Week Five—I read chapters 5-13, having completely given up on even the semblance of neutrality and optimism about this waste of perfectly good paper and ink. I just shake my head when I read chapter six, in which the authors provide a detailed monitoring chart that they have cleverly dubbed “The Chart.”
One Action Tip recommends rewarding yourself often with small, frequent treats such as “a brief chat with a friend on the phone or taking the time to watch a sunset.” Really? Do these people really only allow themselves to chat on the phone or watch a sunset as a reward for behavior change? That’s just sad.
Part II: Your Game Plan applies the SMART skills to four specific issues: diet, exercise, getting better sleep, and remembering to take medication. There’s plenty of stuff to be bored and annoyed about in these chapters, too, like the recommendations to put gold stars on your monitoring chart to reward yourself and the one "for mothers only" to ask your spouse to watch the kids while you exercise.
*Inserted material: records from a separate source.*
PR #8329, opened 2026-09-20
Warn on conflicting workflow tag registrations

### LINKED ISSUE #8297: [ClusterWorkflowEngine] silent first-wins on duplicate workflow tag registration — restore re-registration warning

tim-smart:
## Summary

- warn when a different workflow definition reuses an existing tag
- include both payload shapes in the warning
- preserve first-wins registration and keep repeated registration of the same definition silent

## Validation

- `pnpm vitest run packages/effect/test/cluster/ClusterWorkflowEngine.test.ts -t 'duplicate workflow tags|same workflow definition'`
- `pnpm dprint check packages/effect/src/unstable/cluster/ClusterWorkflowEngine.ts packages/effect/test/cluster/ClusterWorkflowEngine.test.ts`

This book reminds me of a class I took in graduate school. The professor, a tenured PhD, had authored our textbook on multi-cultural counseling. It was my first exposure to the notion that having letters after your name does not directly correlate with intellectual brilliance. To this day, 25 years later, I remember that textbook and that class—not because of what I learned, but because of what I didn’t. The book was padded with patently obvious and too-general-to-be-useful observations along the lines of “The counselor must be sensitive to the cultural background of the client.” The class was one "duh" after another.
That’s what’s going on with Living SMART. The authors have padded a magazine article based on a marginally clever acronym into 184 pages of obvious and redundant pop psychology. Save your $15. Put it in the bank, and in five years you’ll have around $18. That’s better than the return you’ll get from investing in this book.